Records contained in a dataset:

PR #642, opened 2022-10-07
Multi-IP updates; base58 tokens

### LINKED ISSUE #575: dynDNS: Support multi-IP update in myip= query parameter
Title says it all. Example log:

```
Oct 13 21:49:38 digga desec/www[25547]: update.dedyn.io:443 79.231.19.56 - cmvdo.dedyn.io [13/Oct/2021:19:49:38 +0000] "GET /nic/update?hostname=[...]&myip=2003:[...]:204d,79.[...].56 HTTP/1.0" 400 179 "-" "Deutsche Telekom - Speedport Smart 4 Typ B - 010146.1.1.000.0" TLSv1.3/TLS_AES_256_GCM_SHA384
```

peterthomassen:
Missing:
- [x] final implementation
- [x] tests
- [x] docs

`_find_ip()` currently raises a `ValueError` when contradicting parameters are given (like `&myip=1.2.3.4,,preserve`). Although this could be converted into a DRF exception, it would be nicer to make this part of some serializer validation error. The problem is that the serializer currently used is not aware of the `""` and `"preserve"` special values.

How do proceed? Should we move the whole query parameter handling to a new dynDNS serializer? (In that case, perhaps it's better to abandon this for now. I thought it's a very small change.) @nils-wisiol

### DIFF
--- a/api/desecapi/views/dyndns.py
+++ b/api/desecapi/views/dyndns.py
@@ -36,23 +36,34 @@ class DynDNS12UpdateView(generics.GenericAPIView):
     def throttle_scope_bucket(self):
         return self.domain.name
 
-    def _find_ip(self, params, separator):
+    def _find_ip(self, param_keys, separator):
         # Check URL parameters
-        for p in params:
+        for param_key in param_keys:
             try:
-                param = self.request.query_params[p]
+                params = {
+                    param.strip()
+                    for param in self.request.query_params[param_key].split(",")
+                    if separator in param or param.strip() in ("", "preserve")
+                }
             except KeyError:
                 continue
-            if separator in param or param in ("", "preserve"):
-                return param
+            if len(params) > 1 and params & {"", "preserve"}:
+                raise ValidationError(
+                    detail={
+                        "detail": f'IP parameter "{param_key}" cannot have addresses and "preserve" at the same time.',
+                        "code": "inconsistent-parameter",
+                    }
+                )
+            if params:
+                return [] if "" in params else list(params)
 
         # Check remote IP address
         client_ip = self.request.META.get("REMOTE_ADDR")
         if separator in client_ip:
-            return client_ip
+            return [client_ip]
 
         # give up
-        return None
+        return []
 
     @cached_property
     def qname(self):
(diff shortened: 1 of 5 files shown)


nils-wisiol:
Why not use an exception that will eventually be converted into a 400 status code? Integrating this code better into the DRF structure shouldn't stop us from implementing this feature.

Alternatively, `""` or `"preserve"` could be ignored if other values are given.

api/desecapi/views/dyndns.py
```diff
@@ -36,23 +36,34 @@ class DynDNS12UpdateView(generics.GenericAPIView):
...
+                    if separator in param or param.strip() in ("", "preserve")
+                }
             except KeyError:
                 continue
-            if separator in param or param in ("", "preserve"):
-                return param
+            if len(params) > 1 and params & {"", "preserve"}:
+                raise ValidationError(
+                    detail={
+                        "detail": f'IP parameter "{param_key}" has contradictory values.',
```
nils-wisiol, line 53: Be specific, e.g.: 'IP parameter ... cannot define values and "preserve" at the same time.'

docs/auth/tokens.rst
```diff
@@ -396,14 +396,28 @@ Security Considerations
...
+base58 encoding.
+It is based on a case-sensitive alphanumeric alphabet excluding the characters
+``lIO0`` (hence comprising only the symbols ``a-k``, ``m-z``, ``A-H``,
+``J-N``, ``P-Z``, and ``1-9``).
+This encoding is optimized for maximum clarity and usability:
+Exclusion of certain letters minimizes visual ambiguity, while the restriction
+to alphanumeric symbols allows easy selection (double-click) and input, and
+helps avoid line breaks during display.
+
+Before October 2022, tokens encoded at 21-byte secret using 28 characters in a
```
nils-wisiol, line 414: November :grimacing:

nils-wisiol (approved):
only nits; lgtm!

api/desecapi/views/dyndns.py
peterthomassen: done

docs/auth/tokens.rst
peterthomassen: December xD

* * *

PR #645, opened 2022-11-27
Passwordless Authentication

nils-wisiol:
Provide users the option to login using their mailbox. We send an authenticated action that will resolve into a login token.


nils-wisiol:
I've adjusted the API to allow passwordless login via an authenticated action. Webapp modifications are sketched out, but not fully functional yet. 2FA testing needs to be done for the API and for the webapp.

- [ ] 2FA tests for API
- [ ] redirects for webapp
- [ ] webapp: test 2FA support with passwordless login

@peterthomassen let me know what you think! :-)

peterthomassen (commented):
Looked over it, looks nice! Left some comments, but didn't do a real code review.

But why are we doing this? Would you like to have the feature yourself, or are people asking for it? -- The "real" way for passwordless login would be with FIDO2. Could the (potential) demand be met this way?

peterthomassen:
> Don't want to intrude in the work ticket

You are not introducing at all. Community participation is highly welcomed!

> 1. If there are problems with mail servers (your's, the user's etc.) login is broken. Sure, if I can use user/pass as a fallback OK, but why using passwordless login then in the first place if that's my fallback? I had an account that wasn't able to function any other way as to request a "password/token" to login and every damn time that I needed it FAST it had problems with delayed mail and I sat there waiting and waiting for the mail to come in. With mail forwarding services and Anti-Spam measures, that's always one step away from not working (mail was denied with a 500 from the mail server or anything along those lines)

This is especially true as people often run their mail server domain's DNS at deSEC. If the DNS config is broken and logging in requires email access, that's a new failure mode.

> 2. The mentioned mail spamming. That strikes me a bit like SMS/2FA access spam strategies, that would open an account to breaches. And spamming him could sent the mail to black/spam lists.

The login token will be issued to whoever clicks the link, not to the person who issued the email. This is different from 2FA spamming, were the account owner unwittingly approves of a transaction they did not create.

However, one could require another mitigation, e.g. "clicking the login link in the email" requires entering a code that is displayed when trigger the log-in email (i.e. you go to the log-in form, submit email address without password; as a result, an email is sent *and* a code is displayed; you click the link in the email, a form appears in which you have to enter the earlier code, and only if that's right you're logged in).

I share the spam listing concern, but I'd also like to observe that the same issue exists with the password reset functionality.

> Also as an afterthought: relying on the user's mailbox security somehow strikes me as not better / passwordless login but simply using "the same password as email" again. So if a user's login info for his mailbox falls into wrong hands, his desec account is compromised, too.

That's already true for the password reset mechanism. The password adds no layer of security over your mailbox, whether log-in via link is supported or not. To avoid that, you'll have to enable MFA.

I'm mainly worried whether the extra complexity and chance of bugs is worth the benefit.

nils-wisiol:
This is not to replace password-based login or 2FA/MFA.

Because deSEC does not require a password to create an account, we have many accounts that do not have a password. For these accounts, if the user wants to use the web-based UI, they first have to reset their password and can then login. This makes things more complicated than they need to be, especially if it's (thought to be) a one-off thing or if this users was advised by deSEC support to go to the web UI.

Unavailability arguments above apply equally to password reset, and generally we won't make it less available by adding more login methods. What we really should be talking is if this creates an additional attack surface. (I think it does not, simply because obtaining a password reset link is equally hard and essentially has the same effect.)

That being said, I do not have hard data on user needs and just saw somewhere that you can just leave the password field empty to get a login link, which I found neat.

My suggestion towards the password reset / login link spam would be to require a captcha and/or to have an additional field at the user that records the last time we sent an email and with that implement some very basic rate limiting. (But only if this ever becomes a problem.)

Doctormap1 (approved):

---

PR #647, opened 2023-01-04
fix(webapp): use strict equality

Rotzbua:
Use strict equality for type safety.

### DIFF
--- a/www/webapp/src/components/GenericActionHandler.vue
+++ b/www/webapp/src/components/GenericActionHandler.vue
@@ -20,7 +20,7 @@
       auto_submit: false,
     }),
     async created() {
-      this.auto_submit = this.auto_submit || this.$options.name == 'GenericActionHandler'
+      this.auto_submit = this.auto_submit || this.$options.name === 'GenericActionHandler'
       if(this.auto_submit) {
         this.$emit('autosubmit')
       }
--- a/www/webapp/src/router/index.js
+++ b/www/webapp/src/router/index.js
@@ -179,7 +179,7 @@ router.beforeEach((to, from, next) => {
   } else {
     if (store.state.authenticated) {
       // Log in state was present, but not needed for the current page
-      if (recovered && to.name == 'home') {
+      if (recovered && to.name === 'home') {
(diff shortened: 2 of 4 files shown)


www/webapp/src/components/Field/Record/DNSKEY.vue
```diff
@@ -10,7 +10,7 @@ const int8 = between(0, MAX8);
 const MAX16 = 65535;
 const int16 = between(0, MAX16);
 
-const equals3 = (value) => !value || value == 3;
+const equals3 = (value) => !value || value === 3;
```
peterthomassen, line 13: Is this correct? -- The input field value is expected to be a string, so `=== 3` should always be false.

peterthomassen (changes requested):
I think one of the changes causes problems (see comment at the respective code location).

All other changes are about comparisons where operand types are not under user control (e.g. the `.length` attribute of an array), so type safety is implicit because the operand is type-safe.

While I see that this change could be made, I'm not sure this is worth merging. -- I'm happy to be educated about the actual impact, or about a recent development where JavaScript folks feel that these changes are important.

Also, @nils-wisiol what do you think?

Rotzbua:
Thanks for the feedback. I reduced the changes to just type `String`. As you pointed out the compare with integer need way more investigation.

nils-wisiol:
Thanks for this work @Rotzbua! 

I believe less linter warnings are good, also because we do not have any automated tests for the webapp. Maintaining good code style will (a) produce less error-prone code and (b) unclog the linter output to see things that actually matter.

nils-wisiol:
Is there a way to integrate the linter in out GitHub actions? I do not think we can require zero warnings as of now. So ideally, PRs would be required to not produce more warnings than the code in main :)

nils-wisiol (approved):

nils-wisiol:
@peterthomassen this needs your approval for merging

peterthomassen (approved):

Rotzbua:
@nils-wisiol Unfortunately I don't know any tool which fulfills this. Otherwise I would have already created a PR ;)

Task objective >>
Please say how many lines in the records above contain the string "these", giving no other words.

Expected answer >>
2